I’ve solved this in the past by adding a DLLmain routine that calls the appropriate runtime initialization routine depending on if I’m use OpenACC to gpus or multicore, and if CUDA is being used as well. The hiccup is that it needs to be compiled by a C++ compiler, which we don’t currently ship on Windows. Hence, I use icpc but would assume you can use MSC++ as well. I’m hoping once we have a C++ compiler on Windows again (it’s in the works but no timeline when it will be released), I’ll have a better solution,
This is an example of the code I use and comment or uncomment out the init calls based on the OpenACC target and if CUDA is being used as well. I have not tested it with the newer NV releases.
#include <windows.h>
#include <stdio.h>
#include <stdlib.h>
extern "C"
{
void __setchk(long*,size_t,size_t);
void _mp_preinit(void);
void __pgi_acc_preinit(void);
void __pgi_uacc_set_link_multicore(void);
void __pgi_uacc_set_link_cuda(void);
void __pgi_ctrl_init();
}
BOOL WINAPI DllMain(
HINSTANCE hinstDLL, // handle to DLL module
DWORD fdwReason, // reason for calling function
LPVOID lpReserved ) // reserved
{
// Perform actions based on the reason for calling.
switch( fdwReason )
{
case DLL_PROCESS_ATTACH:
long n;
// printf("Calling setchk\n");
// __setchk(&n+256+128*1024,0,0);
// printf("Calling acc_preinit\n");
__pgi_acc_preinit();
// printf("Calling mp_preinit\n");
// _mp_preinit();
// __pgi_uacc_set_link_multicore();
// __pgi_ctrl_init();
// printf("Calling set link cuda\n");
// __pgi_uacc_set_link_cuda();
break;
case DLL_THREAD_ATTACH:
break;
case DLL_THREAD_DETACH:
break;
case DLL_PROCESS_DETACH:
break;
}
return TRUE; // Successful DLL_PROCESS_ATTACH.
}
Hi Mat:
What options should I use to compile the DLLMain subroutine, please?
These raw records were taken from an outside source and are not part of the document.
PR #3377, opened 2025-10-05
feat(bigquery-dataset): add optional schema support for views

weather2602:
**Description**

This PR adds support for passing an optional schema attribute to BigQuery views in the bigquery-dataset module.

- Updated variables.tf to include schema as an optional attribute in the views variable.
- Updated main.tf to propagate schema = try(jsonencode(each.value.schema), null) when creating google_bigquery_table resources of type view.
- Regenerated documentation with tools/tfdoc.py.

This enables users to specify field definitions and descriptions for views in native HCL (lists/objects), similar to tables, while maintaining backward compatibility. Internally, the schema is jsonencoded to satisfy the provider requirement.

Checklist
- [X] Made sure all relevant tests pass (ran module-specific pytest examples for `bigquery-dataset` locally with a sandbox GCP project)

Breaking Changes
None — the new argument is optional, so existing configurations continue to work without modification.


ludoo (commented):
Can you add an example to test this?

ludoo (approved):

PR #3378, opened 2025-10-05
Allow forcing jit service agents generation for universe in project and project factory modules

ludoo:
TPC does not automatically trigger service agent creation for compute, and potentially other APIs. This change allow flagging specific service agents from the universe variable, so that they are created even though they are not jit in global GCP.

A block for easier debugging of service agent locals has also been added and commented out to the project module.


modules/project/service-agents.tf
```diff
@@ -16,6 +16,17 @@
...
+
+# resource "terraform_data" "precondition" {
+#   lifecycle {
+#     precondition {
+#       condition     = local.primary_service_agents == null
+#       error_message = yamlencode(local.primary_service_agents)
+#     }
+#   }
+# }
+
```
wiktorn, line 29: Do we want to keep this?

wiktorn (approved):

modules/project/service-agents.tf
ludoo: Yes, until we refactor these locals which are **very** opaque. I explicitly mention adding this in the PR description. :)

PR #456, opened 2017-02-02
Make 'go test' hide all output by default

mvdan:
As discussed with @buger. This can still be overriden at any time, like:

    TYK_LOGLEVEL=info go test -run SomeTest


buger:
Make sense update our contributing guidelines on how our logging works, since this is non-standard behavior.

mvdan:
Done.

PR #462, opened 2017-02-02
Merge latest release 2.3 to stable

buger:


buger:
@lonelycode since buddy works now does not use "stable" branch now, it is safe to merge.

Also, once that compiles, how do I tie it in with the Fortran, please?
Thanks,
Erin
I can post my build script, but I don’t think much. You’ll need to find the correct commands for the C++ compiler you’re using as well as will depend on which linker you’re using.
Example build scipt using PGI 19.10 and Intel’s icl C++ compiler to compile the DLLmain, with xilink to create the DLL, and finally link the DLL into a icl built executable:
pgcc -c -Mdll -acc -ta=tesla:nordc,cc70 -Minfo=accel test_acc.c utils_acc.c
icl /debug -c myclass.cpp test_dll.cpp
xilink myclass.obj utils_acc.obj test_acc.obj test_dll.obj /out:myclass.dll -nologo -dll -incremental:no "-libpath:C:/Program Files (x86)/Microsoft Visual Studio/2017/Community/VC/Tools/MSVC/14.16.27023/lib/x64" "-libpath:C:/Program Files (x86)/Windows Kits/10/Lib/10.0.17763.0/ucrt/x64" "-libpath:C:/Program Files (x86)/Windows Kits/10/Lib/10.0.17763.0/um/x64" -libpath:C:\PROGRA~1\PGI/win64/19.1/lib -defaultlib:libaccapi -defaultlib:libaccg -defaultlib:libaccn -defaultlib:libaccg2 -defaultlib:libcudadevice -defaultlib:ws2_32.lib -defaultlib:libpgmp -nodefaultlib:libvcruntime -nodefaultlib:libucrt -nodefaultlib:libcmt -defaultlib:msvcrt -defaultlib:pgc -defaultlib:libpgmath -defaultlib:pgmisc -defaultlib:libnspgc -defaultlib:legacy_stdio_definitions -defaultlib:oldnames /DYNAMICBASE:NO
icl /debug main.c /link /DYNAMICBASE:NO
Things are getting a little crazy here. I updated my Visual Studio, and then the pgfortran couldn’t find the link.
I reinstalled PGI 19.10 from the exe file from Downloads. Now it can’t find the license. Any suggestions most welcome.
Sorry for the trouble.
Thanks,
Erin
Back again.
I reinstalled the PGI and the license problem went away.
You asked I was sure that we were using the GPU, please? How would I tell, please?
I’m trying to work on the stuff with the DLLmain using cl.exe.
Thanks,
Erin
You can set the environment variable “PGI_ACC_NOTIFY=1” and the OpenACC runtime will emit a message to stderr each time a compute region is launched on the GPU. And/or you can watch the GPU usage via the “nvidia-smi” command.